LXC won't start. Looks like a corrupted DB

Pucky_wins · October 21, 2020, 8:01am

Hi

I can’t start lxd. There was a hard drive failure and despite my drives being mirrored lxd died and won’t restart. Here are the debug logs. Please advise?
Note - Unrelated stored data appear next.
Issue #951, opened 2022-11-15
Support exposing booster bitswap peer directly to indexer via extended providers


hannahhoward:
# What

The indexer now supports "extended providers", a mechanism for adding new peers and protocols to a family of advertisements:
https://github.com/filecoin-project/index-provider/pull/292

Through this, we'd like to enable two new features --
1. SPs should be able to expose their bitswap peer ID directly to the external world if they prefer, rather than going through the boost protocol proxy
2. For those continuing to use the protocol proxy (cause it's perhaps easier, and maybe they don't want to go through the hassle of a complicated configuration), stop re-advertising every deal when bitswap goes on or off.

# Implementation Outline

Currently, we have the following Bitswap configs:

```golang
type DealmakingConfig struct {
        // ...
        
    	// The peed id used by booster-bitswap. To set, copy the value
	// printed by running 'booster-bitswap init'. If this value is set,
	// Boost will:
	// - listen on bitswap protocols on its own peer id and forward them
	// to booster bitswap
	// - advertise bitswap records to the content indexer
	// - list bitswap in available transports on the retrieval transport protocol
	BitswapPeerID string
         
         //...
}
```

I propose adding two additional configs

```golang
type DealmakingConfig struct {
        // ...
        
    	// The peed id used by booster-bitswap. To set, copy the value
	// printed by running 'booster-bitswap init'. If this value is set,
	// Boost will:
	// - listen on bitswap protocols on its own peer id and forward them
	// to booster bitswap
	// - advertise bitswap records to the content indexer
	// - list bitswap in available transports on the retrieval transport protocol
	BitswapPeerID string
         

         // Public multiaddresses for booster-bitswap
         // If empty, booster-bitswap is assumed to be running privately
         // Boost will listen on bitswap protocols on its own peer id and forward them to booster bitswap via the protocol proxy
         // If public addresses are set, Boost will announce the booster bitswap peer id directly to the indexer as an extended provider
         BitswapPublicAddresses []string
         
          // If operating in public mode, in order to announce Booster-Bitswap as an extended provder, this value must point to a
          // a file containing the booster bitswap peer id's private key. Can be left blank when operating with protocol proxy
         BitswapPrivKeyFile string
}
```

With these in place, we will need to:
- delete any per deal bitswap announcements made (the per deal is now always graphsync only)
- advertise the bitswap peer id as an extended provider when operating in public mode
- advertise with no context id to add bitswap as a protocol when operating in proxied mode

[...]

PR #967, opened 2022-11-20
Support exposing bitswap publicly

hannahhoward:
# Goals

Implements #951 

Uses index provider families to switch to advertising bitswap as an extended provider in the indexer-- this allows a provider to expose booster-bitswap directly as a public node.

# Implementation

- unfortunately, this has two dependent PRs for the time being, cause the indexprovider package needed a major update which triggered other deps updates -- https://github.com/filecoin-project/lotus/pull/9688 & https://github.com/filecoin-project/go-fil-markets/pull/766
- per #951 description, adds two config vars for public addresses and the location of a private key for booster bitswap
- if public addresses are not present, proxy approach still works:
   - adds BItswap peer id to config of protocol proxy
   - advertises Bitswap records for the main peer id
   - NOTE: rather than announcing bitswap per deal any more, we announce bitswap as a supported protocol on an extended provider with the same peer ID as boost
- if public address are present, annouces them as extended provider
   - extended provider for bitswap is announced in indexer with peerKey + addrs of the bitswap node
   - booster-bitswap should be started w/o forwarding
   - also makes sure these addresses are advertised instead of the main peer in the support transport endpoint
   
# For discussion

- This PR could probably lose the Lotus update if we moved the index provider code we are depending on over to boost. Why are we relying on this code from Lotus? It seems like it should live in Boost.
- Do we need to bother with trying to unannounce individual bitswap records?


indexprovider/wrapper.go
```diff
@@ -36,55 +40,107 @@ var shardRegMarker = ".boost-shard-registration-complete"
...
+			extendedProviders: eps,
+
+			enabled: !isDisabled,
 		}
 		// announce all deals on startup in case of a config change
 		lc.Append(fx.Hook{
 			OnStart: func(ctx context.Context) error {
 				go func() {
-					_ = w.IndexerAnnounceAllDeals(ctx)
+					_ = w.AnnounceExtendedProviders(ctx)
```
willscott, line 111: this change (from calling `IndexerAnnounceAllDeals` to calling `AnnounceExtendedProviders`) will now just update the multiaddrs / if bitswap is running.
Before, that method on startup would try to reconcile what was announced with the known deals.
where will we do that now?

willscott (commented):
This seems generally reasonable.

@ischasny should also review

go.mod
```diff
@@ -27,33 +27,33 @@ require (
...
 	github.com/filecoin-project/go-jsonrpc v0.1.8
 	github.com/filecoin-project/go-legs v0.4.9
 	github.com/filecoin-project/go-padreader v0.0.1
 	github.com/filecoin-project/go-paramfetch v0.0.4
-	github.com/filecoin-project/go-state-types v0.9.1
+	github.com/filecoin-project/go-state-types v0.9.9
 	github.com/filecoin-project/go-statestore v0.2.0
-	github.com/filecoin-project/index-provider v0.8.1
-	github.com/filecoin-project/lotus v1.18.0-rc3
+	github.com/filecoin-project/index-provider v0.9.2-0.20221119192528-622ddb90df0e
```
ischasny, line 37: [v0.9.2](https://github.com/filecoin-project/index-provider/releases/tag/v0.9.2) has been cut, please use it

indexprovider/wrapper.go
```diff
@@ -36,55 +40,107 @@ var shardRegMarker = ".boost-shard-registration-complete"
...
 	return w.enabled
 }
 
+func (w *Wrapper) AnnounceExtendedProviders(ctx context.Context) error {
+
+	if len(w.extendedProviders) == 0 {
+		return nil
+	}
+	adBuilder := xproviders.NewAdBuilder(w.h.ID(), w.h.Peerstore().PrivKey(w.h.ID()), w.h.Addrs())
+	adBuilder.WithExtendedProviders(w.extendedProviders...)
```
ischasny, line 130: If you want a bitswap endpoint to also be added for the main provider, don't forget to call `.WithMetadata(...)` on the builder.

hannahhoward:
moved the indexer code cause it was the right thing to do, but still not able to avoid a Lotus deps update

node/config/types.go
```diff
@@ -218,6 +218,16 @@ type DealmakingConfig struct {
 	// - list bitswap in available transports on the retrieval transport protocol
 	BitswapPeerID string
 
+	// Public multiaddresses for booster-bitswap
+	// If empty, booster-bitswap is assumed to be running privately
+	// Boost will listen on bitswap protocols on its own peer id and forward them to booster bitswap via the protocol proxy
+	// If public addresses are set, Boost will announce the booster bitswap peer id directly to the indexer as an extended provider
```
dirkmc, line 224:
```suggestion
	// Public multiaddresses for booster-bitswap.
	// If empty, booster-bitswap is assumed to be running privately.
	// Boost will listen on bitswap protocols on its own peer id and forward them to booster-bitswap via the protocol proxy.
	// If public addresses are set, Boost will announce the booster-bitswap peer id directly to the indexer as an extended provider.
```

node/config/types.go
```diff
@@ -218,6 +218,16 @@ type DealmakingConfig struct {
...
+	BitswapPublicAddresses []string
+
+	// If operating in public mode, in order to announce Booster-Bitswap as an extended provder, this value must point to a
+	// a file containing the booster bitswap peer id's private key. Can be left blank when operating with protocol proxy
```
dirkmc, line 228:
```suggestion
	// If operating in public mode, in order to announce booster-bitswap as an extended provider, this value must point to a
	// a file containing the booster-bitswap peer id's private key. Can be left blank when operating with protocol proxy.
```

node/modules/retrieval.go
```diff
@@ -51,9 +51,20 @@ func NewTransportsListener(cfg *config.Boost) func(h host.Host) (*lp2pimpl.Trans
 			})
 		}
 		if cfg.Dealmaking.BitswapPeerID != "" {
+			addrs := h.Addrs()
+			if len(cfg.Dealmaking.BitswapPublicAddresses) > 0 {
```
dirkmc, line 55: Let's add a comment explaining what this code is doing (and why we need it)

indexprovider/wrapper.go
```diff
@@ -36,55 +40,107 @@ var shardRegMarker = ".boost-shard-registration-complete"
...
+		var eps []xproviders.Info
+
+		// add bitswap extended provider as needed
+		if cfg.Dealmaking.BitswapPeerID != "" {
+			meta := metadata.Default.New(metadata.Bitswap{})
+			mbytes, err := meta.MarshalBinary()
+			if err != nil {
+				return nil, err
+			}
+			if len(cfg.Dealmaking.BitswapPublicAddresses) > 0 {
```
dirkmc, line 76: Let's add a comment explaining what this code is doing (and why we need it)

indexprovider/wrapper.go
```diff
@@ -36,55 +40,107 @@ var shardRegMarker = ".boost-shard-registration-complete"
...
 		if cfg.DAGStore.RootDir == "" {
 			cfg.DAGStore.RootDir = filepath.Join(r.Path(), defaultDagStoreDir)
 		}
 
 		_, isDisabled := prov.(*DisabledIndexProvider)
+
+		var eps []xproviders.Info
+
+		// add bitswap extended provider as needed
+		if cfg.Dealmaking.BitswapPeerID != "" {
```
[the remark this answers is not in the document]
hannahhoward: would rather not jump anything? we'd need to handle multiple private ids too.

indexprovider/wrapper.go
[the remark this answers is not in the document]
hannahhoward: no. In this case, you still use the bitswap peer id but it now uses the protocol proxy to forward that id.

indexprovider/wrapper.go
hannahhoward: That method just got added to the start with booster-bitswap previous release, so I don't think it's all that important. We could run it though for other reasons?

go.mod
hannahhoward: yep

DBUG[10-21|09:57:52] Connecting to a local LXD over a Unix socket 
DBUG[10-21|09:57:52] Sending request to LXD                   method=GET url=http://unix.socket/1.0 etag=
INFO[10-21|09:57:52] LXD 4.0.3 is starting in normal mode     path=/var/snap/lxd/common/lxd
INFO[10-21|09:57:52] Kernel uid/gid map: 
INFO[10-21|09:57:52]  - u 0 0 4294967295 
INFO[10-21|09:57:52]  - g 0 0 4294967295 
INFO[10-21|09:57:52] Configured LXD uid/gid map: 
INFO[10-21|09:57:52]  - u 0 1000000 1000000000 
INFO[10-21|09:57:52]  - g 0 1000000 1000000000 
INFO[10-21|09:57:52] Kernel features: 
INFO[10-21|09:57:52]  - closing multiple file descriptros efficiently: no 
INFO[10-21|09:57:52]  - netnsid-based network retrieval: yes 
INFO[10-21|09:57:52]  - pidfds: yes 
INFO[10-21|09:57:52]  - uevent injection: yes 
INFO[10-21|09:57:52]  - seccomp listener: yes 
INFO[10-21|09:57:52]  - seccomp listener continue syscalls: yes 
INFO[10-21|09:57:52]  - seccomp listener add file descriptors: no 
INFO[10-21|09:57:52]  - safe native terminal allocation : no 
INFO[10-21|09:57:52]  - unprivileged file capabilities: yes 
INFO[10-21|09:57:52]  - cgroup layout: hybrid 
WARN[10-21|09:57:52]  - Couldn't find the CGroup blkio.weight, I/O weight limits will be ignored 
WARN[10-21|09:57:52]  - Couldn't find the CGroup memory swap accounting, swap limits will be ignored 
INFO[10-21|09:57:52]  - shiftfs support: yes 
INFO[10-21|09:57:52] Initializing local database 
DBUG[10-21|09:57:52] Initializing database gateway 
DBUG[10-21|09:57:52] Start database node                      id=6 address=10.3.0.60:8443 role=spare
EROR[10-21|09:57:52] Failed to start the daemon: Failed to start dqlite server: raft_start(): io: load closed segment 0000000000077825-0000000000079365: entries batch 58 starting at byte 3071496: entries count in preamble is zero 
INFO[10-21|09:57:52] Starting shutdown sequence 
DBUG[10-21|09:57:52] Not unmounting temporary filesystems (containers are still running) 
Error: Failed to start dqlite server: raft_start(): io: load closed segment 0000000000077825-0000000000079365: entries batch 58 starting at byte 3071496: entries count in preamble is zero

Pucky_wins · October 21, 2020, 11:24am

Rebooting the server fixed the problem. I’m still actually curious as to what you would do if the database on a node got corrupted. Is there a way to rebuild things?

freeekanayaka · October 21, 2020, 11:52am

It’s quite weird that just rebooting fixed the problem. The error you reported should happen all the times you try to restart LXD from a corrupted on-disk state. Are you sure that the data on disk didn’t change?

Pucky_wins · October 22, 2020, 7:01am

There is a possibility that after the reboot it came back on the other drive in the raid and rolled back the change.